全例調査をやっていれば

イレッサ訴訟の記事を色々読むとせめて市販後調査の手法の一つ「全例調査」をやっていればかような訴訟沙汰にならなかったとつくづく思う。
読売新聞の医療情報部高梨ゆき子氏が署名記事を書いている。(2/26)

イレッサは2002年7月の承認後まもなく、間質性肺炎による死亡例など重い副作用症例が相次いで報告された。抗がん剤治療の専門医で、国立がん研究センター中央病院の勝俣範之医師は「イレッサの問題は、不適切な過剰使用にも原因がある。抗がん剤治療には危険が伴うので、副作用を熟知した専門医による処方が必要だ」と話す。
同年12月に厚生労働省が公表した主な副作用症例(46例)を、勝俣医師が分析したところ、体調不良の患者への投与や、他の抗がん剤との併用など標準治療を逸脱した例が目立ち、「7割以上が専門でない医師による不適切投与と思われる」という。

点滴ではなく飲み薬というのもあるかもしれない。点滴なら入院して行う病院もあるし、通院でも一日仕事ですよ。飲み薬となると敷居が低い。それが「夢の新薬」として普及した一因でもあると思う。

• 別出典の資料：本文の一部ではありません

PR #648, opened 2023-07-07
SLCORE-508 Store resolution for local-only issues

nquinquenel:


core/src/test/java/mediumtest/hotspots/HotspotStatusChangeMediumTests.java
```diff
@@ -69,7 +69,6 @@ void tearDown() throws ExecutionException, InterruptedException {
     }
   }
 
-  @Test
```
damien-urruty-sonarsource, line 72: Any reason why this annotation has been removed? Also below in the file

nquinquenel: It's a mistake, because it has the same test name as the one on `IssueStatusChangeMediumTests`, and this one was failing, so I removed the wrong one (during our tests). Obviously, I'll revert it 😄

nquinquenel:
cc @kirill-knize-sonarsource

core/src/main/java/org/sonarsource/sonarlint/core/local/only/XodusLocalOnlyIssueStore.java
```diff
@@ -0,0 +1,260 @@
...
+      .map(branch -> branch.getLinks(CONFIGURATION_SCOPE_ID_TO_FILES_LINK_NAME))
+      .flatMap(files -> findUniqueAmong(files, PATH_PROPERTY_NAME, filePath))
+      .map(fileToLoad -> fileToLoad.getLinks(XodusLocalOnlyIssueStore.FILE_TO_ISSUES_LINK_NAME))
+      .map(issueEntities -> StreamSupport.stream(issueEntities.spliterator(), false)
+        .map(adapter)
+        .collect(Collectors.toList()))
+      .orElseGet(Collections::emptyList));
+  }
+
+  public void createLocalOnlyIssue(String configurationScopeId, LocalOnlyIssue issue, IssueStatus newStatus) {
```
damien-urruty-sonarsource, line 117: I would suggest `store` or `save` or something else than `create` which seems strange as we don't create it (it is a parameter)

core/src/test/java/org/sonarsource/sonarlint/core/local/only/XodusLocalOnlyIssueStoreTests.java
```diff
@@ -0,0 +1,148 @@
...
+  }
+
+  @Test
+  void should_return_empty_when_file_path_unknown() {
+    var issues = store.load("configScopeId", "path");
+
+    assertThat(issues).isEmpty();
+  }
+
+  private void compare_issue_to_saved_one(LocalOnlyIssue savedIssue, LocalOnlyIssue localOnlyIssue, IssueStatus resolution, String comment) {
```
damien-urruty-sonarsource, line 68: Another suggestion, maybe move this method to the bottom and have the tests first ?

core/src/test/java/org/sonarsource/sonarlint/core/local/only/XodusLocalOnlyIssueStoreTests.java
```diff
@@ -0,0 +1,148 @@
...
+    assertThat(savedIssue.getMessage()).isEqualTo(localOnlyIssue.getMessage());
```
damien-urruty-sonarsource, line 69: One thing I use in those kind of situations is `assertThat(savedIssue).usingRecursiveComparison().isEqualTo(localOnlyIssue)`. Even if there is no equals, it will compare field by field

nquinquenel: Thanks, I didn't know this! I added `ignoringFieldsOfTypes(LocalOnlyIssueResolution.class)` because it is added when storing the issue

core/src/test/java/org/sonarsource/sonarlint/core/local/only/XodusLocalOnlyIssueStoreTests.java
nquinquenel: Removed following other comment below

core/src/main/java/org/sonarsource/sonarlint/core/local/only/LocalOnlyIssueStorageService.java
```diff
@@ -0,0 +1,54 @@
...
+import java.nio.file.Path;
+
+public class LocalOnlyIssueStorageService {
+
+  private final Path projectsStorageBaseDir;
+  private final Path workDir;
+  private XodusLocalOnlyIssueStore localOnlyIssueStore;
+
+  public LocalOnlyIssueStorageService(Path backupDir, Path workDir) {
+    projectsStorageBaseDir = backupDir;
```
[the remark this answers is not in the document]
nquinquenel: Naming is not super correct, but we use the `storageRoot` for `projectsStorageBaseDir`, and then it is used for storing the backup file later.

Might be worth to move it to a better location?

core/src/main/java/org/sonarsource/sonarlint/core/issue/IssueServiceImpl.java
```diff
@@ -70,16 +77,26 @@ public CompletableFuture<Void> changeStatus(ChangeIssueStatusParams params) {
...
+            .exceptionally(throwable -> {
+              throw new IssueStatusChangeException(throwable);
+            });
+        }
+        // TODO: Submit to new SQ API endpoint
+        var optionalIssue = localOnlyIssueRepository.findByKey(params.getIssueKey());
+        if (optionalIssue.isPresent()) {
+          var issue = optionalIssue.get();
+          localOnlyIssueStorageService.get().createLocalOnlyIssue(params.getConfigurationScopeId(), issue, params.getNewStatus());
+          return null;
```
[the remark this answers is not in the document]
nquinquenel: This is inside the `.map()` 🤷🏻

PR #977, opened 2024-05-13
SLCORE-783 Fix server to client path translation when there is no server prefix

damien-urruty-sonarsource:


vojtech-suchy-sonarsource (approved):
LGTM!

PR #981, opened 2024-05-14
SLCORE-708 Use recommended methods for deprecated methods of 3rd party libraries

serhat-yenican-sonarsource:
# For SonarSourcers:

- [ ] When changing an API:

# For external contributors:


backend/analysis-engine/src/main/java/org/sonarsource/sonarlint/core/analysis/container/analysis/filesystem/FileMetadata.java
```diff
@@ -161,10 +161,13 @@ public Metadata readMetadata(InputStream stream, Charset encoding, URI fileUri,
 
   private static InputStream streamFile(File file) {
     try {
-      return new BOMInputStream(new FileInputStream(file),
-        ByteOrderMark.UTF_8, ByteOrderMark.UTF_16LE, ByteOrderMark.UTF_16BE, ByteOrderMark.UTF_32LE, ByteOrderMark.UTF_32BE);
+      return BOMInputStream.builder().setInputStream(new FileInputStream(file))
```
damien-urruty-sonarsource, line 164: I have the impression this `streamFile` is dead code. Maybe we could instead remove the method?

damien-urruty-sonarsource (approved):
I think there is an opportunity to remove code.

I also have the impression this is related to some deprecations introduced by the bump of commons-compress, so instead of NO-JIRA, we could link it to SLCORE-708?

backend/analysis-engine/src/main/java/org/sonarsource/sonarlint/core/analysis/container/analysis/filesystem/FileMetadata.java
serhat-yenican-sonarsource: Good catch! I'll remove the code and attach the ticket to the related Jira ticket. Thanks

PR #986, opened 2024-05-15
SLCORE-774 Do not send empty string suggestions to the client

kirill-knize-sonarsource:
In the SonarLint configuration file, it's possible to have content with a "valid" connection config with empty values. Today, we report these empty lines as suggestions when we detect such config files. This fix ensures that we will only show useful suggestions for the user in this case.

### DIFF
--- a/medium-tests/src/test/java/mediumtest/ConnectionSuggestionMediumTests.java
+++ b/medium-tests/src/test/java/mediumtest/ConnectionSuggestionMediumTests.java
@@ -31,10 +31,14 @@ import java.util.Map;
 import java.util.concurrent.ExecutionException;
 import java.util.concurrent.TimeUnit;
 import java.util.concurrent.TimeoutException;
+import java.util.stream.Stream;
 import org.junit.jupiter.api.AfterEach;
 import org.junit.jupiter.api.Test;
 import org.junit.jupiter.api.extension.RegisterExtension;
 import org.junit.jupiter.api.io.TempDir;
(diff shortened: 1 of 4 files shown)


medium-tests/src/test/java/mediumtest/ConnectionSuggestionMediumTests.java
```diff
@@ -383,4 +409,14 @@ void should_suggest_sonarcloud_connection_when_pascal_case(@TempDir Path tmp) th
     assertThat(connectionSuggestion.get(CONFIG_SCOPE_ID).get(0).isFromSharedConfiguration()).isTrue();
   }
 
+  private static Stream<Arguments> emptyBindingSuggestionsTestValueProvider() {
+    return Stream.of(
+      Arguments.of("", "", ""),
+      Arguments.of("", "foo", ""),
+      Arguments.of("", "", "foo"),
+      Arguments.of("key", "foo", ""),
```
vojtech-suchy-sonarsource, line 417: As discussed on our call, it would be good to have a test which asserts `fakeClient.getSuggestionsByConfigScope()` is non-empty for this case (which has a projectKey and SQ URL) +same for the two valid cased bellow

vojtech-suchy-sonarsource (approved):
The production code looks good; see minor comment 👍 

Please update the tests as discussed.

vojtech-suchy-sonarsource (approved):
Excellent ❗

ただ、欧米と違い、日本には腫瘍専門医が抗がん剤を使うという土壌がなかった。日本臨床腫瘍学会は当時できたばかりで、学会の専門医制度で最初の認定が行われたのは05年のことだ。がん細胞を狙い撃つ分子標的薬として注目されたイレッサは「副作用が少ない」との評判が高まっていた。飲み薬でもあり、「歯科医も処方した」といわれるほど、安易な処方が拡大しやすい状況だった。
「だからこそ企業や行政が、全例調査など一定の対策をとるべきだった。と指摘するのは、埼玉医大腫瘍内科の佐々木康綱教授だ。
全例調査は、全患者の使用成績を集める市販後調査の手法の一つ。抗がん剤など重篤な副作用が懸念される薬では、医師や患者を製薬会社が事前登録するのが一般的で、不適切な使用や拡大を防ぎ、安全監視の強化になる。企業が自主的に行う場合もあるが、国が承認条件で義務づけることもできる。

抗がん剤に「夢」を託すべきナイーブさは問題かもしれないが、そんなナイーブさが免疫力をアップさせることもある。